PR #1678, opened 2020-10-16
Add maxEpoch timeout in e2e justification tests

dapplion:
I think it might be a good idea to limit the how many epochs the justification tests can run, on top of limiting by time.

I've assigned `maxEpoch = 10` just as a placeholder random value, but we should discuss what is it appropriate value for justification and finalization event tests.

### DIFF
--- a/packages/lodestar/test/e2e/multiNodeMultiThread.test.ts
+++ b/packages/lodestar/test/e2e/multiNodeMultiThread.test.ts
@@ -3,10 +3,10 @@ import os from "os";
 import {Worker} from "worker_threads";
 import {IBeaconParams} from "@chainsafe/lodestar-params";
 import {Checkpoint} from "@chainsafe/lodestar-types";
-import {waitForEvent} from "../utils/events/resolver";
 
 describe("Run multi node multi thread interop validators (no eth1) until checkpoint", function () {
   const checkpointEvent = "justified";
+  const maxEpoch = 10;
   const validatorsPerNode = 8;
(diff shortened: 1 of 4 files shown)


mpetrunic (commented):
Feels a bit useless since we already have max time. Why do you think it's necessary?

dapplion:
> Feels a bit useless since we already have max time. Why do you think it's necessary?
※
> [WHAT NEEDS TO BE DONE]: Select and copy every line of the listing with the word "since".

> [SOLUTION BELOW]:
Feels a bit useless since we already have max time. Why do you think it's necessary?
> Feels a bit useless since we already have max time. Why do you think it's necessary?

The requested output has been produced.